The data START

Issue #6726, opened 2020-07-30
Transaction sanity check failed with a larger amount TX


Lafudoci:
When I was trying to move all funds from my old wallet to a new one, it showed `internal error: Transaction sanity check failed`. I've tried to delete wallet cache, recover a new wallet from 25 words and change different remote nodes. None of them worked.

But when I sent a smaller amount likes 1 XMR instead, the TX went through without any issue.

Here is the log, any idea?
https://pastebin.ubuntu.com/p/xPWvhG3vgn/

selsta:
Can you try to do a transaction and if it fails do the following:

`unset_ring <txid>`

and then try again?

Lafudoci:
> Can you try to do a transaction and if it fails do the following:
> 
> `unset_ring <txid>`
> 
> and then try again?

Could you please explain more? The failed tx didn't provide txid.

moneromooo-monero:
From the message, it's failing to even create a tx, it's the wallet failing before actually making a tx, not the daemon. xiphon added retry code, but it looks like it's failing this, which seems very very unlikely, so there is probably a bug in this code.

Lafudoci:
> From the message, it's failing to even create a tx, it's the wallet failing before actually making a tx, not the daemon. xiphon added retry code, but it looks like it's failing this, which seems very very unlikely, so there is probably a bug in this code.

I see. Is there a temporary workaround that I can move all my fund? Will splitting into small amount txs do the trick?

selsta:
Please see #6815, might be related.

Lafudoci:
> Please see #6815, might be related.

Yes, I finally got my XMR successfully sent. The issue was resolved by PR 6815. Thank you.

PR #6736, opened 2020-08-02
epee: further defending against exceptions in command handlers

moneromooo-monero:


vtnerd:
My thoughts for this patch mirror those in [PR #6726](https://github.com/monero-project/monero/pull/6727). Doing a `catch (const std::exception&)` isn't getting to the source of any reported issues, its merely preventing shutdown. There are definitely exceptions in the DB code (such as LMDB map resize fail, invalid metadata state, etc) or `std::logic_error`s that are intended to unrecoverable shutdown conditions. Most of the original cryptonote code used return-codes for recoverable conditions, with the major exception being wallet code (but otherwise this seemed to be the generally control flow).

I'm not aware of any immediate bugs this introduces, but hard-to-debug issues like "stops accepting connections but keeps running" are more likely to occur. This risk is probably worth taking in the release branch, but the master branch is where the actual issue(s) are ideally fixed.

The data END

Exercise aim:
All of the material above should be set down again, unaltered.

Solution:
Issue #6726, opened 2020-07-30
Transaction sanity check failed with a larger amount TX


Lafudoci:
When I was trying to move all funds from my old wallet to a new one, it showed `internal error: Transaction sanity check failed`. I've tried to delete wallet cache, recover a new wallet from 25 words and change different remote nodes. None of them worked.

But when I sent a smaller amount likes 1 XMR instead, the TX went through without any issue.

Here is the log, any idea?
https://pastebin.ubuntu.com/p/xPWvhG3vgn/

selsta:
Can you try to do a transaction and if it fails do the following:

`unset_ring <txid>`

and then try again?

Lafudoci:
> Can you try to do a transaction and if it fails do the following:
> 
> `unset_ring <txid>`
> 
> and then try again?

Could you please explain more? The failed tx didn't provide txid.

moneromooo-monero:
From the message, it's failing to even create a tx, it's the wallet failing before actually making a tx, not the daemon. xiphon added retry code, but it looks like it's failing this, which seems very very unlikely, so there is probably a bug in this code.

Lafudoci:
> From the message, it's failing to even create a tx, it's the wallet failing before actually making a tx, not the daemon. xiphon added retry code, but it looks like it's failing this, which seems very very unlikely, so there is probably a bug in this code.

I see. Is there a temporary workaround that I can move all my fund? Will splitting into small amount txs do the trick?

selsta:
Please see #6815, might be related.

Lafudoci:
> Please see #6815, might be related.

Yes, I finally got my XMR successfully sent. The issue was resolved by PR 6815. Thank you.

PR #6736, opened 2020-08-02
epee: further defending against exceptions in command handlers

moneromooo-monero:


vtnerd:
My thoughts for this patch mirror those in [PR #6726](https://github.com/monero-project/monero/pull/6727). Doing a `catch (const std::exception&)` isn't getting to the source of any reported issues, its merely preventing shutdown. There are definitely exceptions in the DB code (such as LMDB map resize fail, invalid metadata state, etc) or `std::logic_error`s that are intended to unrecoverable shutdown conditions. Most of the original cryptonote code used return-codes for recoverable conditions, with the major exception being wallet code (but otherwise this seemed to be the generally control flow).

I'm not aware of any immediate bugs this introduces, but hard-to-debug issues like "stops accepting connections but keeps running" are more likely to occur. This risk is probably worth taking in the release branch, but the master branch is where the actual issue(s) are ideally fixed.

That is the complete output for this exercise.